Make sure to bring extra bottles of water than you think you need. We had a bottle for each of us, and it still wasn’t enough. I’ve never craved for a cold can of Coke more than that time.
My Final Thoughts
All in all, one of my top highlights on my Sri Lankan trip. If not, the top highlight. Seeing elephants in the wild has always been a dream of mine and I got to see HERDS of elephants with their adorable little babies!
I read that there are full day safaris as well, but I thought the 2-3 hours that we had was sufficient. Unless you’re after spotting some of the more rare species such as leopards and bears. Our guide said they’re incredibly rare though.
As mentioned, you’re sharing the experience with so many other jeeps. The park was huge, and the jeeps were dispersed, so it never felt too crowded. BUT apparently this was off-season. Our guide told us that usually there’s more jeeps.
What to Wear
If you’re doing it right, your jeep would have unfurled its top cover so you can poke your head out the roof for an epic view. This would mean you’re exposed to harsh sunlight for some 2-3 hours of the safari.
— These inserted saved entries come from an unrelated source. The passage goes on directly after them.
PR #12056, opened 2022-05-21
Limit range of driver wake-up delay slider

MSuih:
The current wake-up delay has some problems:

* The default increments of 200 µs is way too much and most issues could be solved by much smaller values.
* Increasing wakeup delay to values above ~500 µs or so will most likely not provide additional stability, thus just degrading performance for no benefit. There's really no need to have excessive values selectable.
* Some users might think the middle of ranges gives a balance of stability and performance, and highest value givest the best stability possible. The current selectable range will make these users add way too much wakeup delay to their games.

This PR limits the range of wake-up delay slider to more sensible values and decreases the default increment steps as well.  Hopefully this guides users to use smaller values. The changes only affect the UI slider, so larger values can be still used by editing the config file directly.

Also adjusts the tooltop in settings to give a better explanation on what the setting does. Critique about my spelling and wording is welcome.


rpcs3/rpcs3qt/tooltips.h
```diff
@@ -35,7 +35,7 @@ class Tooltips : public QObject
...
 		const QString vblank_rate                  = tr("Adjusts the frequency of vertical blanking signals that the emulator sends.\nAffects timing of events which rely on these signals.");
 		const QString clocks_scale                 = tr("Changes the scale of emulated system time.\nAffects software which uses system time to calculate things such as dynamic timesteps.");
-		const QString wake_up_delay                = tr("Try fiddling with this setting when encountering unstable games. The higher value, the better stability it may provide.\nIncrements/Decrements for each test should be around 100μs to 200μs until finding the best value for optimal stability.\nValues above 1000μs may cause noticeable performance penalties, use with caution.");
+		const QString wake_up_delay                = tr("Controls how much time it takes for RSX to start processing when it it being woken up by Cell.\nIncreasing this improves stability, but very high values can have a noticeable performance impact.\nIt is recommended to adjust this at 20µs to 40µs increments until the best value for optimal stability is reached.");
```
Asinin3, line 38: Double it

caio2050:
Hello, I recommend leaving the Wake-Up Delay driver bar as it was before this change, for multi-task use including use in more than 1 (one) monitor avoiding possible locking in some heavy game, leaving only the label text as this is currently for recommendation purposes.

RainbowCookie32:
Even if multitasking, the massive limit that wake-up delay had before this PR is pointless, same for the huge steps. I don't think you'd need to go over 800us for stability, even while doing something else.

caio2050:
Well, with the use it had in heavy games with values above 800us it was possible to finish them, in order to understand and wear programming was ideal for the previous configuration, including for this vulkan Api, such recommendation is constructive for other comments that may arise for not too advanced processors.

RainbowCookie32:
You can still increase it to your heart's content, you'll just have to use the config file instead.

MSuih:
To keep this more productive: Which values were you previously using, and have you tried the new maximum? What CPU are you using and what game is requiring such high values?

The current maximum value of 800 µs is already 1/20th of a frame in 60 fps. It's a lot of time to spend doing nothing. On PS3 the equivalent value is around 2 µs or so. Going even higher suggests that you're using the slidere for something it was not intended for.

PR #12067, opened 2022-05-22
[Experimental][Testers Needed] rsx: Implement atomic FIFO fetching

elad335:
We already know when the conditions suffice CELL always uses atomic cache line loads and stores when it can because it is actually cheaper for it.
Even stuff that is not required to be atomic such as aligned SPU GET/PUT 128-byte commands are actually atomic.
We know real RSX caches up to 1024 bytes of FIFO buffer.
So, this logic suggests that FIFO prefetch may also be atomic.
I've seen in the RSX code of some games that they are actually shaped to be exactly 128-byte aligned and padded with NOPs so all code insertions can be done by SPU commands cheaply and atomically.
So that got me thinking that it is actually possible to insert RSX code atomically by SPU without proper RSX FIFO PUT register control and still remain race-free.

This pr aims to aid RSX-FIFO-induced race conditions, for full effect enable SPU Accurate DMA in debug tab, depending on if the game uses PUT or PUTLLUC/PUTQLLUC commands for RSX code insertion. (the latter does not need this setting enabled)

TODO:
- [ ] Accurate DMA has yet to be optimized for it
- [ ] Currently, there is no setting for it for testing.

### DIFF
--- a/rpcs3/Emu/RSX/RSXFIFO.cpp
+++ b/rpcs3/Emu/RSX/RSXFIFO.cpp
@@ -4,9 +4,16 @@
 #include "RSXThread.h"
 #include "Capture/rsx_capture.h"
 #include "Common/time.hpp"
+#include "Emu/Memory/vm_reservation.h"
 #include "Emu/Cell/lv2/sys_rsx.h"
+#include "util/asm.hpp"
 
 #include <bitset>
+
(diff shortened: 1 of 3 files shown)


elad335:
Will reopen when it properly works.

Issue #12066, opened 2022-05-22
rsx: Thread terminated due to fatal error: Verification failed


snnaakee:
Emulator is now throwing fatal error on the latest master build :
```
{RSX [0x054db3c]} SIG: Thread terminated due to fatal error: Verification failed 
(in file C:\Users\ContainerAdministrator\AppData\Local\Temp\cirrus-ci-build\rpcs3\Emu\RSX\VK\VKGSRender.cpp:2789[:3], in function begin_conditional_rendering)
```

![image](https://user-images.githubusercontent.com/62524548/169705176-12bea67b-0167-4ae8-bf42-5036782dec60.png)

The crash occurs when using rpcs3-v0.0.22-13626-ec2d5298 from pull #12020 and ZCULL Accuracy is set to Precise (Slowest). 
ZCULL Accuracy to Approximate (Fast) prevents the emulator from crashing, but the game doesn't support it well (causes the game not to render beyond 10 meters or so).

The crash is completely gone when reverting back to rpcs3-v0.0.22-13604-5a581f46 (pull #12045).

#### Logs:
[5a581f46.log](https://github.com/RPCS3/rpcs3/files/8749800/5a581f46.log)
[ec2d5298 .log](https://github.com/RPCS3/rpcs3/files/8749835/ec2d5298.log)

#### System configuration:
* Windows 10
* i7-8700K CPU @ 3.70GHz
* GTX 970
* 16 Go RAM
* 512.77

edit:
[The fatal crash in video](https://youtu.be/YynVPNrrta0)

snnaakee:
After further investigation, it led me to f0135a02

I started compiling from commit 850eef0c then the crash started to occur at f0135a02

Getting back to the head of master, then commenting the line at rpcs3/Emu/RSX/VK/VKGSRender.cpp:551 gets rid of the crash.
`backend_config.supports_hw_conditional_render = true;`

Also, I noticed the crash tends to happen when the CPU is under heavy load.

Megamouse:
Does this also happen with openGL ?

AniLeo:
The game on the logs is listed as Intro, can this be reproduce on something that is Ingame or Playable?

snnaakee:
> Does this also happen with openGL ?

No it doesn't.



> The game on the logs is listed as Intro, can this be reproduced on something that is Ingame or Playable?

No, at least not on my computer.
[...]

PR #12071, opened 2022-05-23
vk: Fix conditional render fast-path

kd-11:
Improve detection of fast path query resolution where only a single source query is to be considered.

Fixes https://github.com/RPCS3/rpcs3/issues/12066


Linear524:
THANK GOD! 
I mean, thank you, KD-11 !
Now my crashes and freezes is gone in GoW titles and looks like other games runs fine too =D

alonedark1982:
alone in the dark inferno is crash with rsx error.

Sun protection gear is essential – a hat and sunglasses would do wonders for comfort throughout the safari.
Although we were exposed to sun, I didn’t sweat that much surprisingly. There was always a nice breeze cooling us down. Light, breezy outfits are best. But I mean, if you really want to get into the whole safari vibes, khaki and beige linens would be good. I stuck to my all-black gym gear.
It doesn’t really matter what footwear you have on, since you’re going to be in the jeep the whole time. I would say probably something easy to slip on and off. I alternated between stepping on top of the benches to see the elephants and sitting down.